[Stored data entries]
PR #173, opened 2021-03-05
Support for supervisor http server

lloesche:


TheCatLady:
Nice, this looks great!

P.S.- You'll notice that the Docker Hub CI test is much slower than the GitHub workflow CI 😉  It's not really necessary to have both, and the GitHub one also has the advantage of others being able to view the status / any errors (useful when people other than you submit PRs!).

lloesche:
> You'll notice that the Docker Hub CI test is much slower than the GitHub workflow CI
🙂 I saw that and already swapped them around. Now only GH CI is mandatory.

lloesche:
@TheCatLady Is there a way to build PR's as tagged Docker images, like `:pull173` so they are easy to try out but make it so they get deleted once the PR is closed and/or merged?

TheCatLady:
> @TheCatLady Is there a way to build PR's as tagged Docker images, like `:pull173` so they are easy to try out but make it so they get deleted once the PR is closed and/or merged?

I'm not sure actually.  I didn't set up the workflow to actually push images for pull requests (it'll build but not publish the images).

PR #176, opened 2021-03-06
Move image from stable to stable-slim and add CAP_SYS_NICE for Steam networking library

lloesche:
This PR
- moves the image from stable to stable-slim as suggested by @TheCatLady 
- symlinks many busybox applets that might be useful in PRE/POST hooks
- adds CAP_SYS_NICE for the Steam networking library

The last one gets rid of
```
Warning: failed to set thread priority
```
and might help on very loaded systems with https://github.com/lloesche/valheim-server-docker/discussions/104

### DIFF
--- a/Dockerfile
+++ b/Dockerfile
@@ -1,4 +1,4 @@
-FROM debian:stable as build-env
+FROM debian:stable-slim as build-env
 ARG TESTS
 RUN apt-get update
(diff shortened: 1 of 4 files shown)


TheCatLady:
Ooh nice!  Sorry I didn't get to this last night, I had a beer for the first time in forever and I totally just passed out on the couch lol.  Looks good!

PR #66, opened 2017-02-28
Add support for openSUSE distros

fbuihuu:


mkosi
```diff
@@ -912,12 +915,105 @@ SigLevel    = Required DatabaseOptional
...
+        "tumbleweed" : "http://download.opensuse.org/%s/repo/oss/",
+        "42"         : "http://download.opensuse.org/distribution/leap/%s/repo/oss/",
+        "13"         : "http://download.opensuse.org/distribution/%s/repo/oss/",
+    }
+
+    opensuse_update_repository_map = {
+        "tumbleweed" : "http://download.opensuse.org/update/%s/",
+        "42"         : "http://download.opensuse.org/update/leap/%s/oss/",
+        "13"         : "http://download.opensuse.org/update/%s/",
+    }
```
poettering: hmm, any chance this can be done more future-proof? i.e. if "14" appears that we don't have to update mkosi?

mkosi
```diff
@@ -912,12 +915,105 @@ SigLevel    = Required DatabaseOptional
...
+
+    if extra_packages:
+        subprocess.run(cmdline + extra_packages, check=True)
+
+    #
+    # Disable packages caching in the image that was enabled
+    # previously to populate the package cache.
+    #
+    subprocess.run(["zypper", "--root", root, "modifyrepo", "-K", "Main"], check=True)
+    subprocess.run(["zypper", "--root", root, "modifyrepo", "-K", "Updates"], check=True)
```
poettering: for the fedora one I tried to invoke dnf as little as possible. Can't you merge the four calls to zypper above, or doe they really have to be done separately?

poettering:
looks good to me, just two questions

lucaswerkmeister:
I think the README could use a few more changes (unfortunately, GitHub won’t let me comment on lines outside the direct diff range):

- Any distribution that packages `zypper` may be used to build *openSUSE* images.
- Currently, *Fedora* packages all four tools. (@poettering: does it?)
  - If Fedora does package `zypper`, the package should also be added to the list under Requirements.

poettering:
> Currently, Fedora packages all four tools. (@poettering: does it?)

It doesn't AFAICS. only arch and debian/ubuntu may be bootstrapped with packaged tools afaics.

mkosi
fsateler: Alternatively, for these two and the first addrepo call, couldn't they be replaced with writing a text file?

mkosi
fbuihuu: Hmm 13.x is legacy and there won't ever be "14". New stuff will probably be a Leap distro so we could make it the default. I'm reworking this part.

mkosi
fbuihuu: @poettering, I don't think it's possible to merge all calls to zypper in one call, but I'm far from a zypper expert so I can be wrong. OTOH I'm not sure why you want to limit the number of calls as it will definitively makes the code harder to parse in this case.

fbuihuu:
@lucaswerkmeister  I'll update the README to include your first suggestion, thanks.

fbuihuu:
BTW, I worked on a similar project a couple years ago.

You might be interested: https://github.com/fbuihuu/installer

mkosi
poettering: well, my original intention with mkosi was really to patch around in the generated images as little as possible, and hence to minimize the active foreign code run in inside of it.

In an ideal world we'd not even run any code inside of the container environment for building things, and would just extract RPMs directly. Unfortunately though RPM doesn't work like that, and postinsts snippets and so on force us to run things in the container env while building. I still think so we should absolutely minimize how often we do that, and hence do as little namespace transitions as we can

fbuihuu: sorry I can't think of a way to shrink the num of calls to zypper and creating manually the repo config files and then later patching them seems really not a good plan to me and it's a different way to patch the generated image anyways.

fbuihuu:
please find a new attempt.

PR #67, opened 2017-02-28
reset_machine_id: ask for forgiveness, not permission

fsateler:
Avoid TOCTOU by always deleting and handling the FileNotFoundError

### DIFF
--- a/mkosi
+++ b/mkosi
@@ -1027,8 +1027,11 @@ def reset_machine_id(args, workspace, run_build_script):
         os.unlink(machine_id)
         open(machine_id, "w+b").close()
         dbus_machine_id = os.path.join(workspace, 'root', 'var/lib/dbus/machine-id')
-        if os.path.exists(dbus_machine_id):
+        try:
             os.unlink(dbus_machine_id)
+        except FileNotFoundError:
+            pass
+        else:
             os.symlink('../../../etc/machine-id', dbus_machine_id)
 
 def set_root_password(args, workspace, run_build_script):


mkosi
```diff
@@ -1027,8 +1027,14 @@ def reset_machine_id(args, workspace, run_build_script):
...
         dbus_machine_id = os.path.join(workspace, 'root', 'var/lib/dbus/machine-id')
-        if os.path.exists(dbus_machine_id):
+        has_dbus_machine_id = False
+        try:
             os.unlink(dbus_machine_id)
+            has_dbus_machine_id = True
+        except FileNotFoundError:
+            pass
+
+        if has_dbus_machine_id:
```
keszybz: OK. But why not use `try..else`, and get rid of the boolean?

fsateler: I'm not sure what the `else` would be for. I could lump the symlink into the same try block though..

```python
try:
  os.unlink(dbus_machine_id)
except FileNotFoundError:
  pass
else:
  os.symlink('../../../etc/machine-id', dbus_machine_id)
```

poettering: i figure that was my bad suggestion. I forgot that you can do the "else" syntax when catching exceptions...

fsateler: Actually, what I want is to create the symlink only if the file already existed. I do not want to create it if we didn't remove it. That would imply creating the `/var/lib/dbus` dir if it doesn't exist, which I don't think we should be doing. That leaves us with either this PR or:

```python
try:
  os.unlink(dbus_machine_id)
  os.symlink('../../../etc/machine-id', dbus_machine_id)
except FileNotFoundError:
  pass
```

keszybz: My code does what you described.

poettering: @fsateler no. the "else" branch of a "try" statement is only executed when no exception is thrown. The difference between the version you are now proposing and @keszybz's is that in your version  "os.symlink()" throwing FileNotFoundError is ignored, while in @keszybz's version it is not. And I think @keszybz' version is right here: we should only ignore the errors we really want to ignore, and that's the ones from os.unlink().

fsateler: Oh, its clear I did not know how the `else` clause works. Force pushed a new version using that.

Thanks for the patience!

Task brief: Restate each entry word for word.

Solution:
PR #173, opened 2021-03-05
Support for supervisor http server

lloesche:


TheCatLady:
Nice, this looks great!

P.S.- You'll notice that the Docker Hub CI test is much slower than the GitHub workflow CI 😉  It's not really necessary to have both, and the GitHub one also has the advantage of others being able to view the status / any errors (useful when people other than you submit PRs!).

lloesche:
> You'll notice that the Docker Hub CI test is much slower than the GitHub workflow CI
🙂 I saw that and already swapped them around. Now only GH CI is mandatory.

lloesche:
@TheCatLady Is there a way to build PR's as tagged Docker images, like `:pull173` so they are easy to try out but make it so they get deleted once the PR is closed and/or merged?

TheCatLady:
> @TheCatLady Is there a way to build PR's as tagged Docker images, like `:pull173` so they are easy to try out but make it so they get deleted once the PR is closed and/or merged?

I'm not sure actually.  I didn't set up the workflow to actually push images for pull requests (it'll build but not publish the images).

PR #176, opened 2021-03-06
Move image from stable to stable-slim and add CAP_SYS_NICE for Steam networking library

lloesche:
This PR
- moves the image from stable to stable-slim as suggested by @TheCatLady 
- symlinks many busybox applets that might be useful in PRE/POST hooks
- adds CAP_SYS_NICE for the Steam networking library

The last one gets rid of
```
Warning: failed to set thread priority
```
and might help on very loaded systems with https://github.com/lloesche/valheim-server-docker/discussions/104

### DIFF
--- a/Dockerfile
+++ b/Dockerfile
@@ -1,4 +1,4 @@
-FROM debian:stable as build-env
+FROM debian:stable-slim as build-env
 ARG TESTS
 RUN apt-get update
(diff shortened: 1 of 4 files shown)


TheCatLady:
Ooh nice!  Sorry I didn't get to this last night, I had a beer for the first time in forever and I totally just passed out on the couch lol.  Looks good!

PR #66, opened 2017-02-28
Add support for openSUSE distros

fbuihuu:


mkosi
```diff
@@ -912,12 +915,105 @@ SigLevel    = Required DatabaseOptional
...
+        "tumbleweed" : "http://download.opensuse.org/%s/repo/oss/",
+        "42"         : "http://download.opensuse.org/distribution/leap/%s/repo/oss/",
+        "13"         : "http://download.opensuse.org/distribution/%s/repo/oss/",
+    }
+
+    opensuse_update_repository_map = {
+        "tumbleweed" : "http://download.opensuse.org/update/%s/",
+        "42"         : "http://download.opensuse.org/update/leap/%s/oss/",
+        "13"         : "http://download.opensuse.org/update/%s/",
+    }
```
poettering: hmm, any chance this can be done more future-proof? i.e. if "14" appears that we don't have to update mkosi?

mkosi
```diff
@@ -912,12 +915,105 @@ SigLevel    = Required DatabaseOptional
...
+
+    if extra_packages:
+        subprocess.run(cmdline + extra_packages, check=True)
+
+    #
+    # Disable packages caching in the image that was enabled
+    # previously to populate the package cache.
+    #
+    subprocess.run(["zypper", "--root", root, "modifyrepo", "-K", "Main"], check=True)
+    subprocess.run(["zypper", "--root", root, "modifyrepo", "-K", "Updates"], check=True)
```
poettering: for the fedora one I tried to invoke dnf as little as possible. Can't you merge the four calls to zypper above, or doe they really have to be done separately?

poettering:
looks good to me, just two questions

lucaswerkmeister:
I think the README could use a few more changes (unfortunately, GitHub won’t let me comment on lines outside the direct diff range):

- Any distribution that packages `zypper` may be used to build *openSUSE* images.
- Currently, *Fedora* packages all four tools. (@poettering: does it?)
  - If Fedora does package `zypper`, the package should also be added to the list under Requirements.

poettering:
> Currently, Fedora packages all four tools. (@poettering: does it?)

It doesn't AFAICS. only arch and debian/ubuntu may be bootstrapped with packaged tools afaics.

mkosi
fsateler: Alternatively, for these two and the first addrepo call, couldn't they be replaced with writing a text file?

mkosi
fbuihuu: Hmm 13.x is legacy and there won't ever be "14". New stuff will probably be a Leap distro so we could make it the default. I'm reworking this part.

mkosi
fbuihuu: @poettering, I don't think it's possible to merge all calls to zypper in one call, but I'm far from a zypper expert so I can be wrong. OTOH I'm not sure why you want to limit the number of calls as it will definitively makes the code harder to parse in this case.

fbuihuu:
@lucaswerkmeister  I'll update the README to include your first suggestion, thanks.

fbuihuu:
BTW, I worked on a similar project a couple years ago.

You might be interested: https://github.com/fbuihuu/installer

mkosi
poettering: well, my original intention with mkosi was really to patch around in the generated images as little as possible, and hence to minimize the active foreign code run in inside of it.

In an ideal world we'd not even run any code inside of the container environment for building things, and would just extract RPMs directly. Unfortunately though RPM doesn't work like that, and postinsts snippets and so on force us to run things in the container env while building. I still think so we should absolutely minimize how often we do that, and hence do as little namespace transitions as we can

fbuihuu: sorry I can't think of a way to shrink the num of calls to zypper and creating manually the repo config files and then later patching them seems really not a good plan to me and it's a different way to patch the generated image anyways.

fbuihuu:
please find a new attempt.

PR #67, opened 2017-02-28
reset_machine_id: ask for forgiveness, not permission

fsateler:
Avoid TOCTOU by always deleting and handling the FileNotFoundError

### DIFF
--- a/mkosi
+++ b/mkosi
@@ -1027,8 +1027,11 @@ def reset_machine_id(args, workspace, run_build_script):
         os.unlink(machine_id)
         open(machine_id, "w+b").close()
         dbus_machine_id = os.path.join(workspace, 'root', 'var/lib/dbus/machine-id')
-        if os.path.exists(dbus_machine_id):
+        try:
             os.unlink(dbus_machine_id)
+        except FileNotFoundError:
+            pass
+        else:
             os.symlink('../../../etc/machine-id', dbus_machine_id)
 
 def set_root_password(args, workspace, run_build_script):


mkosi
```diff
@@ -1027,8 +1027,14 @@ def reset_machine_id(args, workspace, run_build_script):
...
         dbus_machine_id = os.path.join(workspace, 'root', 'var/lib/dbus/machine-id')
-        if os.path.exists(dbus_machine_id):
+        has_dbus_machine_id = False
+        try:
             os.unlink(dbus_machine_id)
+            has_dbus_machine_id = True
+        except FileNotFoundError:
+            pass
+
+        if has_dbus_machine_id:
```
keszybz: OK. But why not use `try..else`, and get rid of the boolean?

fsateler: I'm not sure what the `else` would be for. I could lump the symlink into the same try block though..

```python
try:
  os.unlink(dbus_machine_id)
except FileNotFoundError:
  pass
else:
  os.symlink('../../../etc/machine-id', dbus_machine_id)
```

poettering: i figure that was my bad suggestion. I forgot that you can do the "else" syntax when catching exceptions...

fsateler: Actually, what I want is to create the symlink only if the file already existed. I do not want to create it if we didn't remove it. That would imply creating the `/var/lib/dbus` dir if it doesn't exist, which I don't think we should be doing. That leaves us with either this PR or:

```python
try:
  os.unlink(dbus_machine_id)
  os.symlink('../../../etc/machine-id', dbus_machine_id)
except FileNotFoundError:
  pass
```

keszybz: My code does what you described.

poettering: @fsateler no. the "else" branch of a "try" statement is only executed when no exception is thrown. The difference between the version you are now proposing and @keszybz's is that in your version  "os.symlink()" throwing FileNotFoundError is ignored, while in @keszybz's version it is not. And I think @keszybz' version is right here: we should only ignore the errors we really want to ignore, and that's the ones from os.unlink().

fsateler: Oh, its clear I did not know how the `else` clause works. Force pushed a new version using that.

Thanks for the patience!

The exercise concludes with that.